So who did take it from you so I can keep a look out for them? I would bail them out since they are in your town, right? But like most have said on here I would sign a multi year contract with them. I wouldn't really jack the price on them you have had them for a long time. If you are going to jack the price on them they may try this again next year. Yes you have to rearranged your plans and stuff, Yes it will be a headache But I take them back on. I wouldn't though take my good crew off the new places or other places you still have to cover for their stupidity. I would hire some subs and seasonal guys to do these properties, put a person I can trust in charge of them and have at making the extrra $$


----------



## bdover21

Still looking for a sub in DSM Army Vet?


----------



## mjcp

I enjoyed reading this thread.
Although I only plow my own property, I have 17 years experience in corporate sales.
Even if this guy comes back to you, YOU don't need his business. 
He will always be looking for you to come down in price and will leave you everytime someone offers him a deal. If he stays with you - it will eat him up that he is "Overpaying" and he will become more and more demanding as he tries to get his "moneys worth" out of you. You will spend more time reselling him, and babysitting his issues, that could be spent looking for a new account.

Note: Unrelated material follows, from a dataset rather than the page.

PR #550, opened 2026-02-25
fix: switch to desktop mode

Titaniumtown:
Fixes broken "switch to desktop" mode handling. Seems to be a new D-BUS API which Steam big picture mode is using now. Fully backwards compatible with previous versions of the Steam client.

The other benefit to leaving him, is that he is the perfect customer to let your competition have. He will put them out of business for you.


----------



## grandview

There is a couple of articles in snow mag and Goplow,sima almost like this. The story is about what the property managers want and expectations of how it will get done ,but by reading into it a little you know they will go with the lowest price rearguard less.


----------